Let me add that I am curious as well.
 I train(ed) in Shotokan, but my instructor passed away in November. I have dabbled in Hapkido for a couple of months, and am thinking about Tang Soo Do.

 Any help would be appreciated.


----------



## Yossarian75

The main differences I have noticed are use of the hip, muscle tension and emphasis on kicks. Take the low block for example, in TSD you turn the hip back when you chamber the hands and turn into the block, in Shotokan its the other way round. Knife hands come from the hip in TSD, a lot more kicks than Shotokan. 

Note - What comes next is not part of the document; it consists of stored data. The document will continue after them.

Issue #3279, opened 2019-04-08
clr-tab-content not taking 'height' into consideration


aleklol:
Hi all,

Since switching to Clarity 1.0 I've noticed a bug in the functionality of clr-tab-content.
For some reason, if you specify a 'height' or any style in the 'clr-tab-content', it is not considered in the resulting HTML.
This causes problems because if you use other Angular components inside the tab content, which rely on relative height (for instance height: 40%), it no longer knows relative to what this should be calculated.
For example if I have the following code:
`<div style="height: 100%;">`
`<clr-tabs>`
`		<clr-tab>`
`			<button clrTabLink>Some Tab</button>`
`			<clr-tab-content style="height: 100%;">`
`				<as-split>`
`					<as-split-area [size]="50">`
`						<div style="height: 100%; background-color: green;"></div>`
`					</as-split-area>`
`					<as-split-area [size]="50">`
`						<div style="height: 100%; background-color: orange;"></div>`
`					</as-split-area>`
`				</as-split>`
`			</clr-tab-content>`
`		</clr-tab>`
`	</clr-tabs>`
`</div>`
Only the orange part will show up, because the [size] passed to <as-split-area> is relative

aleklol:
Update:
Here is a link to stackblitz reproducing the issue:
https://stackblitz.com/edit/clarity-u95irx?file=app%2Fapp.component.html

aleklol:
Hi @Jinnie 
One more thing which could be relevant. Prior to bumping Clarity to 1.1, the version where everything worked fine was 0.13.
Cheers,
Alek

Jinnie:
I guess you closed this by mistake with your last comment. Reopening, as it is a valid issue and I'll be submitting a fix soon.

PR #3298, opened 2019-04-15
[NG] Enable tab content to scale to tabs container (#3279)

Jinnie:
The introduction of block-level section element had introduced the
need to explicitly manage the container height. Reverting it to
inline will allow direct visibility between the tab content and tabs
parent container.

### DIFF
--- a/src/clr-angular/layout/tabs/_tabs.clarity.scss
+++ b/src/clr-angular/layout/tabs/_tabs.clarity.scss
@@ -28,6 +28,10 @@ button.nav-link {
   }
 }
 
+.tab-content {
+  display: inline;
+}
+
 .tabs-vertical {
   display: flex;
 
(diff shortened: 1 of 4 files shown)


Shijir:
Hi Ivan, as the tabs component is a layout component, shouldn't we rather have `block`, `flex`, `grid` as a display property instead of inline? Secondly, it seems like our tabs component works just fine if user sets the height on the tab content.

Jinnie:
Hi @Shijir,
1.0.x is fine, the problem is with 1.1.x - https://stackblitz.com/edit/clarity-tabs-with-heigth-1-1-x?file=package.json
About if it would be better to have the tabs as block level - it probably would, but it will be a breaking change, as it will require users to update their current code. This specific change is more aimed at restoring the previous way this component worked.
If you need more information I can point you to the slack discussion we had on this topic, where both these options were compared and discussed.

Shijir:
As per our discussion, I've given it :shipit: . Please make sure it works across different browsers. Thank you :)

The forms are essentially the same with some differences. Techniques are performed more relaxed in TSD. Ive trained with several TSD people who came from a Shotokan background and they adapted very quickly and really enjoyed it, give it a go and see.


----------



## oldnewbie

Thanks for the infomation.


----------



## tsdclaflin

I'm no shotokan pro, but I started my marital arts training with 8 months of shotokan, and now I have a black belt in Tang Soo Do.

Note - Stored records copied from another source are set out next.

PR #3305, opened 2019-04-18
[NG] a11y improvements for control errors

### LINKED ISSUE #3289: A11y - clr-control-error
## Describe the bug

- Currently when an input has a validation error message is rendered by `clr-control-error` it is not read aloud to the screen reader. `clr-control-error` should probably announce to the user via `role="alert"` or `aria-live="assertive"`. (https://v1.clarity.design/input)

- The `clr-control-error` should also associate the message to the input label via `aria-describedby="label-id"`. The associated input can also have a `aria-invalid` attribute when invalid to help announce the invalid state.

- The `clr-control-error` could also have `tabindex="0"` set so the errors easily announced as the user tabs through inputs.

I tested most of this functionality and documented my findings in this blog post
https://coryrylan.com/blog/build-accessible-forms-with-angular

Demo:
https://stackblitz.com/edit/angular-b1kevk 

We should check with the a11y team on the best recommendations and make sure these are reasonable updates to make for `clr-control-error`.

coryrylan:
Minor adjustments for `clr-control-error` to make it more accessible to screen readers.

closes #3289 

### DIFF
--- a/src/clr-angular/forms/common/error.ts
+++ b/src/clr-angular/forms/common/error.ts
@@ -1,16 +1,39 @@
 /**
- * Copyright (c) 2016-2018 VMware, Inc. All Rights Reserved.
+ * Copyright (c) 2016-2019 VMware, Inc. All Rights Reserved.
  * This software is released under MIT license.
  * The full license information can be found in LICENSE in the root directory of this project.
  */
 
-import { Component } from '@angular/core';
+import { Component, Optional, HostBinding, Input } from '@angular/core';
+import { ControlIdService } from './providers/control-id.service';
+import { Subscription } from 'rxjs';
 
 @Component({
   selector: 'clr-control-error',
   template: `
     <ng-content></ng-content>
     `,
-  host: { '[class.clr-subtext]': 'true' },
+  host: {
+    '[class.clr-subtext]': 'true',
+    '[attr.aria-live]': '"polite"',
+  },
 })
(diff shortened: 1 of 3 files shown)


coryrylan:
@hippee-lee It would get projected in unaltered. This is a similar strategy to the auto id mapping between a label and input for the form control wrappers. If the user explicitly set their own input `id` and `describedby` then the `clr-control-error` will leave the `describedby` attr off and not interfere with the custom association created.

src/clr-angular/forms/common/error.ts
```diff
@@ -1,16 +1,39 @@
...
 
 @Component({
   selector: 'clr-control-error',
   template: `
     <ng-content></ng-content>
     `,
-  host: { '[class.clr-subtext]': 'true' },
+  host: {
+    '[class.clr-subtext]': 'true',
+    '[attr.aria-live]': '"polite"',
```
gnomeontherun: Do we want this to be "assertive"?

coryrylan: The issue with assertive currently is if the form validation is triggered multiple times in the form (quickly tab, force form validation programmatically) the assertive will cut off other assertive announcements since ideally there should only be one aria-live per form to handle all messages.

This is a stop-gap for messages to be announced until we can come up with a solution on how to group all of the messages into a single aria-live assertive in a single form.

PR #3316, opened 2019-04-24
[WEBSITE] view encapsulation for documentation component styles

coryrylan:
- disable module preload for improved initial startup performance
- split component specific styles to use view encapsulation instead of being global (home, community, news, icons). Also deleted scss files that no longer used in the docs site. (will help with future updates/refactors with the website)
- CSS did not change much, mostly moving files around.


gnomeontherun:
Are we sure there are no conflicts with removing some of the sass files here?

coryrylan:
Conflicts as in the CSS was being used elsewhere? For the files that were deleted and not moved to their specific components, I searched the repo for any reference to those selectors and did not find any.  Example `.layout-get-started` and `.layout-error-page` were not found in the repo except in those sass files.

mathisscott:
> Conflicts as in the CSS was being used elsewhere? For the files that were deleted and not moved to their specific components, I searched the repo for any reference to those selectors and did not find any. Example `.layout-get-started` and `.layout-error-page` were not found in the repo except in those sass files.

Those `.layout-*` are only used on the website and only on the logical pages. So `.layout-error-page` would be used on our 404 and 500 pages. `.layout-get-started` is only used for our get-started page, etc.

coryrylan:
I double checked those pages this morning just to be sure. The error component has its own component level styles and its layout selector is `layout-error`. The selectors leftover in `error-pages.scss` does not match anywhere.

The `layout-get-started` is not used as the body selector was commented out. Commenting back in it still is not used as the selectors in the `get-started.scss` file don't match what is on the actual getting started page.

It looks like these were leftover files from a previous design that no longer is being used.

PR #6537, opened 2021-12-23
fix(angular): size button properly when initialized to loading

### LINKED ISSUE #5967: Bug: Loading Button Sizing Problems
## Describe the bug

When using a clarity button with `[clrLoading]` the initial width is not wide enough.

image

After it stops loading it adjusts to the correct size.
But if it starts loading again the spinner icon contains an unexpected ellipsis.

image

## How to reproduce

https://stackblitz.com/edit/clarity-v4-loading-button

1.  Go to https://stackblitz.com/edit/clarity-v4-loading-button
2.  See the cut spinner icon
3.  Click 'Stop Loading' & 'Start Loading'
4.  See '...' behind loading spinner

## Expected behavior

* button should have initial min width of spinner icon
* in loading state the spinner icon should be shown without ellipsis

## Additional Notes

Maybe it would help to set a min-width for the initial state:
https://github.com/vmware/clarity/blob/next/packages/angular/projects/clr-angular/src/button/button-loading/loading-button.ts#L105

Maybe the ellipsis text-overflow can be disabled for `.btn-icon`.

steve-haar:
fixes #5967

Signed-off-by: Steve Haar <info@stevehaar.com>

## PR Checklist

## PR Type

- [x] Bugfix
- [ ] Feature
- [ ] Build related changes
- [ ] CI related changes

Initializing a button to loading will cause it to have the width of the button as if it only contained the loading spinner. Subsequently (or just not initially) setting the button to loading, the button will have the width of the button in its default state.

Issue Number: https://github.com/vmware/clarity/issues/5967

## What is the new behavior?
Buttons initialized in the loading state will have the width of the button in its default state.

- [ ] Yes
- [x] No

## Other information
Before this commit a button initialized to loading would never have its default state rendered. Without rendering, it's impossible (I think) to determine what the width of the content would be. Therefore, in order for the button initialized to loading to have the width of the button in its default state, we must first render the default state, determine its width, then set the button to the loading state. I could think of two ways to solve this:

1) don't set the button to loading until after the view has initialized and the button has been initially rendered in its default state (we can use `ngAfterViewInit` in either the `clrLoading` directive or the loading button component). To do this we would wait for the view to initialize and then dispatch the state change. This will require a `setTimeout` otherwise we will get an `ExpressionChangedAfterItHasBeenCheckedError` in dev mode.

2) Always render the button's content, just set it to `visibility:hidden` and/or set it to have an absolute position. This way we could get the size of the content without having to show it.

Option 2 seemed more risky since changing the positioning of the content could potentially affect its width, also there could be performance implications with rendering more content. I thought option 1 was best, but please weigh in if you're reading this.

I also had to modify `/golden/clr-angular.d.ts`, so please let me know if there's anything further I need to do.

## Workaround
As a workaround, the developer could take care to not set `clrLoading` to `true` until `ngAfterViewInit`.

### DIFF
--- a/projects/angular/src/utils/loading/loading.ts
+++ b/projects/angular/src/utils/loading/loading.ts
@@ -3,7 +3,7 @@
  * This software is released under MIT license.
  * The full license information can be found in LICENSE in the root directory of this project.
  */
-import { Directive, Input, OnDestroy, Optional } from '@angular/core';
+import { AfterViewInit, Directive, Input, OnDestroy, Optional } from '@angular/core';
 
 import { LoadingListener } from './loading-listener';
 
@@ -15,13 +15,14 @@ export enum ClrLoadingState {
 }
 
 @Directive({ selector: '[clrLoading]' })
-export class ClrLoading implements OnDestroy {
+export class ClrLoading implements AfterViewInit, OnDestroy {
   public static ngAcceptInputType_loadingState: boolean | ClrLoadingState | null | string;
 
   // We find the first parent that handles something loading
   constructor(@Optional() private listener: LoadingListener) {}
 
   private _loadingState: ClrLoadingState | string = ClrLoadingState.DEFAULT;
+  private _viewInitialized = false;
 
   public get loadingState() {
     return this._loadingState;
@@ -40,9 +41,16 @@ export class ClrLoading implements OnDestroy {
     }
 
     this._loadingState = value;
-    if (this.listener) {
+    if (this.listener && this._viewInitialized) {
       this.listener.loadingStateChange(value);
     }
+  }
+
+  ngAfterViewInit() {
+    this._viewInitialized = true;
+    setTimeout(() => {
+      this.listener.loadingStateChange(this._loadingState);
+    });
   }
 
   ngOnDestroy() {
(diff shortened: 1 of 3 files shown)


projects/angular/src/utils/loading/loading.ts
```diff
@@ -40,11 +41,18 @@ export class ClrLoading implements OnDestroy {
...
     this._loadingState = value;
-    if (this.listener) {
+    if (this.listener && this._viewInitialized) {
       this.listener.loadingStateChange(value);
     }
   }
 
+  ngAfterViewInit() {
+    this._viewInitialized = true;
+    setTimeout(() => {
```
Shijir, line 51: This will trigger change detections. Apps can have many ClrLoading instances within itself. So we have to avoid solutions that rely on timeouts.

Shijir (changes requested):

projects/angular/src/utils/loading/loading.ts
Shijir: We avoid the `setTimeout` workaround in almost all cases. We only use it when we exhaust all other options and its use cases would be limited within the app.

steve-haar: I have another solution that I proposed up in the comments (using visibility:hidden), but I thought this was the lesser of the two evils. I could avoid the `setTimeout` by forcing change detection with `ChangeDetectorRef.detectChanges`. That will still trigger another change detection, but at least it will be more explicit. Perhaps there's a better way, but my strategy was to render the button to get the proper size and then immediately hide it.

steve-haar:
closing in favor of https://github.com/vmware/clarity/pull/6573

PR #6546, opened 2022-01-04
fix: only focus on modal body if scrollable

steve-haar:
## PR Checklist

## PR Type

- [x] Bugfix
- [ ] Feature
- [ ] Build related changes
- [ ] CI related changes

A modal body will always have a tab index, even if the body is not scrollable.

Issue Number: N/A
closes https://github.com/vmware/clarity/pull/6493

## What is the new behavior?
A modal body should only have a tab index if the content is tall enough to make the body scrollable. If the content is not tall enough, then the modal body is not operable and should not have a tab index. 

- [ ] Yes
- [x] No

### DIFF
--- a/projects/angular/src/modal/modal-body.spec.ts
+++ b/projects/angular/src/modal/modal-body.spec.ts
@@ -1,5 +1,5 @@
 /*
- * Copyright (c) 2016-2021 VMware, Inc. All Rights Reserved.
+ * Copyright (c) 2016-2022 VMware, Inc. All Rights Reserved.
  * This software is released under MIT license.
  * The full license information can be found in LICENSE in the root directory of this project.
  */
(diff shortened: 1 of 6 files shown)


projects/angular/src/modal/modal-body.spec.ts
```diff
@@ -21,11 +43,20 @@ describe('ClrModalBody Directive', () => {
     modalBodyEl = fixture.componentInstance.testElement.nativeElement;
   });
 
-  it('adds tabindex="0" to modal body to make content focusable and scrollable with keyboards', () => {
+  it('toggles tabindex="0" when modal body is scrollable', function () {
+    resizeObserverCallback();
```
mathisscott, line 48: What are the repeated `resizeObserverCallback()` executions doing?

mathisscott (changes requested):

projects/angular/src/modal/modal-body.spec.ts
steve-haar: Sorry, I just added a comment to the code right as you were reviewing this. There is an issue with ResizeObservable not working with angular tests: https://github.com/angular/angular/issues/31695#issuecomment-507832750. This was the only workaround I could find. Using fakeAsync/tick does not seem to work.

mathisscott: Got it. Thanks for the clarification!

mathisscott (approved):

coryrylan (approved):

In both arts, the key to power was said to be in the hips.  Interestingly enough, sometimes they generate power from the hips in opposite ways.  As an advanced gup, I "learned" how to use my hips like I did as a white belt in shotokan.

Forms are similar.  Shotokan emphasized deep strong stances and very strong techniques.  TSD has emphasized repetitive fast strikes.


----------



## Pale Rider

There are of course similiarities and there are differences.  As stated the biggest differences are in the hip movements, but there are more.  If you pay close attention to the techniques also being used (i.e. kicks... you will see that TSD uses more hip movement and rotation whereas Shotokan kicks mainly for snap and speed.  Hands - TSD  utilizes the hip rotations here again more so then Shotokan.)

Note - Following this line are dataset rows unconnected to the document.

Issue #6432, opened 2021-10-22
Angular combobox takes string but treat all values as true


rbirkgit:
## Describe the bug

The combobox clrMulti property takes a string, but treats any value (except empty string) as true. 

```
@Input('clrMulti')
set multiSelect(value: boolean | string) {
  if (value) {
    this.optionSelectionService.selectionModel = new MultiSelectComboboxModel<T>();
  } else {
    this.optionSelectionService.selectionModel = new SingleSelectComboboxModel<T>();
  }
```

## How to reproduce

We had a typo in our code:
`[clrMulti]="'false'"`

I expected the strictTemplate setting to catch it, but the source of combobox as seen above takes a string input but doesn't check the content of the string, just if a string has value.

## Expected behavior

Either not supporting string or parse the string to actual tue/false.

## Versions

**Clarity project:**

- [ ] Clarity Core
- [ ] Clarity Angular/UI

**Clarity version:**

- [x] v12.x

**Framework:**

- [x] Angular
- [ ] React
- [ ] Vue
- [ ] Other:

**Framework version:**
_ie: Angular 12

bdryanovski:
The reason for having `string` as a type is that the strict Angular (`fullTemplateTypeCheck` & `strictTemplates`) check requires every field that is `boolean` to have an additional type of `string`.

The reason is that internally Angular and DOM don't have an idea of what is a `boolean` everything is a string. Angular works with strings that look like boolean and try to handle this - sort of. The solution you had is right. And you could also notice that non-empty strings will be `true`. 

Here maybe will be a good place to have additional code to check strings (like `'true'` & `'false'`) and convert them to `boolean`.

I don't think that this is a bug - but we are open to accepting PR with changes to handle the above case.

rbirkgit:
To me this is a clear bug and caused issues in our code. Either it should only accept an empty string as type or you have to convert string to proper vavlue. That how it is done in other components.

rbirkgit:
It's seems inconsistent throughout the Clarity code base with many bugs. Some places do it this way:

```
  set clrInline(value: boolean | string) {
    if (typeof value === 'string') {
      this.inline = value === 'false' ? false : true;
    } else {
      this.inline = !!value;
    }
  }
```

Other places like this:
```
  @Input('disabled')
  set disabled(value: boolean | string) {
    if (this.dateFormControlService) {
      this.dateFormControlService.setDisabled(isBooleanAttributeSet(value));
    }
  }
```

[...]

PR #6547, opened 2022-01-05
fix(angular): Combobox clrMulti input handle string value of 'false'

IrisTien:
## PR Checklist

## PR Type

- [x] Bugfix
- [ ] Feature
- [ ] Build related changes
- [ ] CI related changes

Issue Number: #6432

## What is the new behavior?
Combobox Component clrMulti input handles both string and boolean type values.
If clrMulti input is boolean, it will pass the boolean value directly;
If clrMulti input is string: it would treat "false" and empty string to boolean false, it would set to true for all the other strings.

- [ ] Yes
- [x] No

### DIFF
--- a/projects/angular/src/forms/combobox/combobox.ts
+++ b/projects/angular/src/forms/combobox/combobox.ts
@@ -194,13 +194,23 @@ export class ClrCombobox<T>
 
   @Input('clrMulti')
   set multiSelect(value: boolean | string) {
-    if (value) {
-      this.optionSelectionService.selectionModel = new MultiSelectComboboxModel<T>();
-    } else {
-      // in theory, setting this again should not cause errors even though we already set it in constructor,
-      // since the initial call to writeValue (caused by [ngModel] input) should happen after this
-      this.optionSelectionService.selectionModel = new SingleSelectComboboxModel<T>();
+    let isMultiSelectModel: boolean;
+
+    switch (true) {
+      case value === 'false' || value === false:
+        isMultiSelectModel = false;
+        break;
+      case value === 'true' || value === true:
+        isMultiSelectModel = true;
+        break;
+      default:
+        isMultiSelectModel = false;
     }
+    // in theory, setting this again should not cause errors even though we already set it in constructor,
+    // since the initial call to writeValue (caused by [ngModel] input) should happen after this
+    this.optionSelectionService.selectionModel = isMultiSelectModel
+      ? new MultiSelectComboboxModel<T>()
+      : new SingleSelectComboboxModel<T>();
     this.updateControlValue();
   }
 
--- a/projects/angular/src/forms/combobox/combobox.spec.ts
+++ b/projects/angular/src/forms/combobox/combobox.spec.ts
@@ -37,7 +37,7 @@ import { ClrComboboxModule } from './combobox.module';
   `,
 })
 class TestComponent {
-  multi: boolean;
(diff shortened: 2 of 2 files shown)


projects/angular/src/forms/combobox/combobox.ts
```diff
@@ -194,7 +194,14 @@ export class ClrCombobox<T>
 
   @Input('clrMulti')
   set multiSelect(value: boolean | string) {
-    if (value) {
+    let isMultiSelectModal = false;
```
gnomeontherun: I'm not sure in what situation you would be passing a string here. This is meant to be a boolean, and generally its good to restrict typing in these cases. It can lead to confusing outcomes for consumers if they think a string can be passed like `"0"`, is sending a boolean really a problem?

Regardless, this is a lot of logic. We can just coerce the value into a boolean and not try to handle individual type cases.

```js
value = !!value;
```

Jinnie: On our website the usage is documented as:
> The multi selection mode is triggered with a clrMulti="true" 

This implies that `clrMulti="false"` should also work.
And I don't thing that the coercion will not work with the case of `clrMulti="false"`

mathisscott: This would be better checking against more explicit values. There's a lot of unnecessary `typeof` checks here that are only necessary because we are duck typing the value.

So something more like...

```
let isMultiSelectModal: boolean;

switch (true) {
  case (value === 'false' || value === false):
     isMultiSelectModal = false;
     break;
  case (value === 'true' || value === true):
     isMultiSelectModal = true;
     break;
   default:
     isMultiSelectModal = false;
}
```

... then you could finish off with something like...

```
this.optionSelectionService.selectionModel = isMultiSelectModal ? new MultiSelectComboboxModel<T>() : new SingleSelectComboboxModel<T>();
```

...narrowing down a lot of conditional code here.

mathisscott (changes requested):

projects/angular/src/forms/combobox/combobox.ts
IrisTien: Please check the comments from Bozhidar Dryanovski in issue #6432 :
`The reason for having string as a type is that the strict Angular (fullTemplateTypeCheck & strictTemplates) check requires every field that is boolean to have an additional type of string.`

So here we have the fix to support string value 'true' and 'false'.

@mathisscott , addressed the comments.

mathisscott (approved):

bbogdanov (approved):

Jinnie:
Hello, @IrisTien,

There is a small formatting error that needs to be fixed. And also we need those 4 commits squashed, and then we can merge this fix in.

You can easily accomplish both tasks by soft resetting to the latest "good" commit, then running format:fix on the staged commits and force pushing all back. These are the commands you need:
```
git reset --soft 5911f81caae3e02ac9b9008c0d82bf07ad040529
npm run format:fix
```
Then commit (don't forget the "signed-off-by" line) and force push back to your fork. This PR will be automatically updated and build tasks rerun.

Thanks!

ashleyryan:
Hello, this repository has been archived. Please visit one of the new repositories:

- [Clarity Core](https://github.com/vmware-clarity/core)
- [Clarity Angular](https://github.com/vmware-clarity/ng-clarity)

If TSD utilizes more hip rotations then Shotokan then does that make TSD better? - No, not necessarily. Shotokan because it uses snap and speed as it's primary weapon - a typical Shotokan martial artist can hit faster then a typical TSD, it just wouldn't have the power.  Power comes from torque - the yin/yang must be used. All three axis must be applied in order to accumulate full power, and that is something that Shotokan doesn't use.

So do we say that a TSD martial artist can beat a Shotokan martial artist?  NO!  The Shotokan martial artist will more then likely land a technique faster then a TSD by the speed and snap of their technique, and could win the battle.

The forms are almost identical again, but the TSD stands "more upright" then the Shotokan martial artist who uses more of lower stances. 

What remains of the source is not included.